Key Points about Hip Arthritis
- Hip arthritis is caused by osteoarthritis, the wear, and tear of the hip joint, or inflammatory arthritis (rheumatoid arthritis).
- There is no cure for inflammatory arthritis.
- The cause of hip osteoarthritis is still unknown, but symptoms consist of a dull pain around the hip area that increases with vigorous activity.
- Osteoarthritis of the hip is a degenerative condition, meaning your symptoms will worsen over time.
Hip arthritis is inflammation in the hip joint, most commonly caused by osteoarthritis. Some cases of inflammatory hip arthritis are caused by rheumatoid arthritis, systemic lupus, or ankylosing spondylitis.
Symptoms associated with hip arthritis include dull aching around the groin, outer thigh, knee, or buttocks. Typically, the pain is worse in the morning or after sitting for an extended period.
Early diagnosis and treatment are essential in preventing long-term, debilitating hip damage. As your condition progresses, your symptoms will worsen as cartilage breaks down.
Hip arthritis causes
- Osteoarthritis: The exact cause of osteoarthritis of the hip is still unknown. However, evidence suggests that genetics plays a role.
- Inflammatory arthritis: The cause of inflammatory arthritis in the hip is unknown, but some research suggests genetics plays a role.
Hip arthritis symptoms
There are several symptoms related to hip arthritis.
Symptoms for osteoarthritis include:
- Stiffness in the hip joint
- Dull pain in the leg, buttocks or hip
- Stabbing pain in the hip, groin, buttocks, knee or thigh
- Difficulty walking
Inflammatory arthritis symptoms include:
- Loss of appetite
- Swelling in the hip area
- Crunching of the bone
- Increased pain with forceful activity
- Difficulty walking
- Pain and stiffness in the groin, knee, buttocks or outer thigh
Hip arthritis complications
Compilations associated with osteoarthritis of the hip include:
- Limited movement
- Disruption in sleep patterns
- Reduced ability to perform day to day activities
- Weight gain
- Anxiety and depression
- Bone death
- Stress fractures
- Pinched nerves in the spine
- Infected joints
Hip arthritis risk factors
Risk factors associated with hip arthritis include:
- Age: People between 40 to 60
- Being overweight: More pressure on joints
- Gender: Women are more likely to develop hip arthritis
- Family history: Hip arthritis may be related to inherited genetics
- Past hip trauma: having previous hip surgery increases chances of developing hip arthritis
- Exposure to asbestos and silicone
Hip arthritis prevention
Hip arthritis is caused by the wear and tear of the joints or inflammation. While the causes of hip arthritis seem to be linked with genetics, preventing hip arthritis can be difficult. However, steps to take to lower your chances of developing arthritis include:
- Losing excess weight
- Resting and proper joint care
- Taking medications
Hip arthritis diagnosis
Your doctor will be able to diagnose you by an X-ray to show characteristic features of a worn-down joint and spurring of the joint margins.

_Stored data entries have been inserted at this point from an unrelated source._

PR #769, opened 2017-04-11
[ELY-923] CachingSecurityRealm - listening optional

honza889:
https://issues.jboss.org/browse/ELY-923
https://issues.jboss.org/browse/JBEAP-8679
connected with subsystem PR https://github.com/wildfly-security-incubator/wildfly-core/pull/126

* listening for changes in cached realm made optional
* CacheableSecurityRealm type replaced by SecurityRealm where not necessary
* and by ModifiableSecurityRealm conversely to strengthen type check

### DIFF
--- a/src/main/java/org/wildfly/security/auth/realm/CachingSecurityRealm.java
+++ b/src/main/java/org/wildfly/security/auth/realm/CachingSecurityRealm.java
@@ -46,24 +46,27 @@ import org.wildfly.security.password.interfaces.ClearPassword;
  */
 public class CachingSecurityRealm implements SecurityRealm {
 
-    private final CacheableSecurityRealm realm;
+    private final SecurityRealm realm;
     private final RealmIdentityCache cache;
 
     /**
      * Creates a new instance.
      *
-     * @param realm the {@link SecurityRealm} whose {@link RealmIdentity} should be cached..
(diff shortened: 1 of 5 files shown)


src/main/java/org/wildfly/security/auth/realm/CachingSecurityRealm.java
```diff
@@ -46,24 +46,27 @@
...
         this.realm = checkNotNullParam("realm", realm);
         this.cache = checkNotNullParam("cache", cache);
 
-        if (realm instanceof CacheableSecurityRealm) {
-            CacheableSecurityRealm cacheable = CacheableSecurityRealm.class.cast(realm);
-            cacheable.registerIdentityChangeListener(this::removeFromCache);
-        } else {
-            throw ElytronMessages.log.realmCacheUnexpectedType(realm, CacheableSecurityRealm.class);
+        if (listening) {
+            if (realm instanceof CacheableSecurityRealm) {
```
OndrejKotek: This check does not depend on `listening` and should be performed in both cases.

honza889: Why do you think so? If listening is not used, there is no reason to require CacheableSecurityRealm and SecurityRealm is sufficient.

honza889:
In the end, by the discussion with @OndrejKotek is not the listening attribute needed - closing.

It is also essential to share your medical history with your doctor.
Hip arthritis treatment
Because there is not a treatment for arthritis, the purpose of therapy is to relieve symptoms and prevent further joint deterioration.
Nonsurgical treatment for hip arthritis include:
- Nonsteroidal anti-inflammatory medications
- Physical therapy
- Disease-modifying antirheumatic drugs
- Alternative therapies such as tai chi, yoga or acupuncture
Injections may also be a treatment option for hip arthritis. Types of injections to treat hip arthritis include:
- Corticosteroid injections can reduce inflammation and swelling.
- Platelet-rich plasma therapy: During this innovative procedure, your doctor will take a sample of your blood, spin it to remove the platelets and inject them back into the hip. This therapy has proven to speed healing and relieve pain.
Surgical treatments include:
- Total hip replacement: Replacing the hip with a metal or plastic joint.
- Hip resurfacing: Can be used to delay hip replacement surgery by placing a metal cap over the joint to preserve the femur, so hip replacement is an option later.
- Synovectomy: Used to treat inflammatory arthritis by removing joint lining to relieve symptoms.
When should I seek care?
If you are experiencing any of the symptoms associated with hip arthritis and have a family history of hip arthritis, contact your doctor to schedule a consult.
Symptoms associated with hip arthritis caused by osteoarthritis will worsen over time. Therefore it is essential to follow your doctor's treatment plan carefully. Reducing your symptoms with treatment will improve the quality of life.
If hip osteoarthritis is severely negatively impacting your quality of life, hip replacement may be necessary.